-- Directions --
Among the entries that follow, some lines contain the word "return". Show all of them.

[Supplied information Boundary: Start]

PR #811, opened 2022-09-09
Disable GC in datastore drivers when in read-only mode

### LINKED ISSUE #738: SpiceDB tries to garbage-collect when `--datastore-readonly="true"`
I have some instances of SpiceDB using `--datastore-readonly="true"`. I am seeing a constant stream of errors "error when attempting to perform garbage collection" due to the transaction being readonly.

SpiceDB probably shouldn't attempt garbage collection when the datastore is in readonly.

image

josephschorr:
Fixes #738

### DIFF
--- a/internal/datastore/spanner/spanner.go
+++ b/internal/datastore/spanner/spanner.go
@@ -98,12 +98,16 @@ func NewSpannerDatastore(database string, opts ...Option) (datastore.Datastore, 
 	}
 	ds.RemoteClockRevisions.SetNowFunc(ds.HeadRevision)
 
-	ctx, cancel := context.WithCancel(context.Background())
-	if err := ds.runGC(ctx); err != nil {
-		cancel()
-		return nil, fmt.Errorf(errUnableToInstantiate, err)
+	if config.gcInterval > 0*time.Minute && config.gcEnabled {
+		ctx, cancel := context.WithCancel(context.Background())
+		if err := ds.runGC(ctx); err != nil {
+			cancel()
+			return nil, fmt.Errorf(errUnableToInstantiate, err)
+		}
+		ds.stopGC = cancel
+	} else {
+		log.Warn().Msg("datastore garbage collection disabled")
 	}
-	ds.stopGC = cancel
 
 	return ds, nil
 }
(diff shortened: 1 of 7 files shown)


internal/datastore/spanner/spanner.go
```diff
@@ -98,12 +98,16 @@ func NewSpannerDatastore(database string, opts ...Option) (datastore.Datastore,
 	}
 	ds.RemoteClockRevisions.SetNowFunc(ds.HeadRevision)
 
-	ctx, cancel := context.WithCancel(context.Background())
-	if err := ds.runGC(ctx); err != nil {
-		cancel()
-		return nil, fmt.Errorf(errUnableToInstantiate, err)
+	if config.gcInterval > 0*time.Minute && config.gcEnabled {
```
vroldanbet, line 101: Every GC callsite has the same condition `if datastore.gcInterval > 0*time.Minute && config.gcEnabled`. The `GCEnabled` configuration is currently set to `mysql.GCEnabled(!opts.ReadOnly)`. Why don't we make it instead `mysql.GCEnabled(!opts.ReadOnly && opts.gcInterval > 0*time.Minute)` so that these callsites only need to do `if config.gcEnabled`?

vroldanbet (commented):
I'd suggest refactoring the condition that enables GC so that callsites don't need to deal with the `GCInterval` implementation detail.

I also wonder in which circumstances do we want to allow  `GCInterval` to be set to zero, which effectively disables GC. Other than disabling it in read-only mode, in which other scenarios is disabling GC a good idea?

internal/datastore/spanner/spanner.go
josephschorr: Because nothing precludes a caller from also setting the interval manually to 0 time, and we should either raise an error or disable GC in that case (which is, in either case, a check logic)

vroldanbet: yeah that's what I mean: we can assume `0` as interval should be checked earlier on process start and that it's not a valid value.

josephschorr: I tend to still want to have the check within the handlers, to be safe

[Supplied information Boundary: End]

-- Solution to this problem --
-		return nil, fmt.Errorf(errUnableToInstantiate, err)
+			return nil, fmt.Errorf(errUnableToInstantiate, err)
 	return ds, nil
-		return nil, fmt.Errorf(errUnableToInstantiate, err)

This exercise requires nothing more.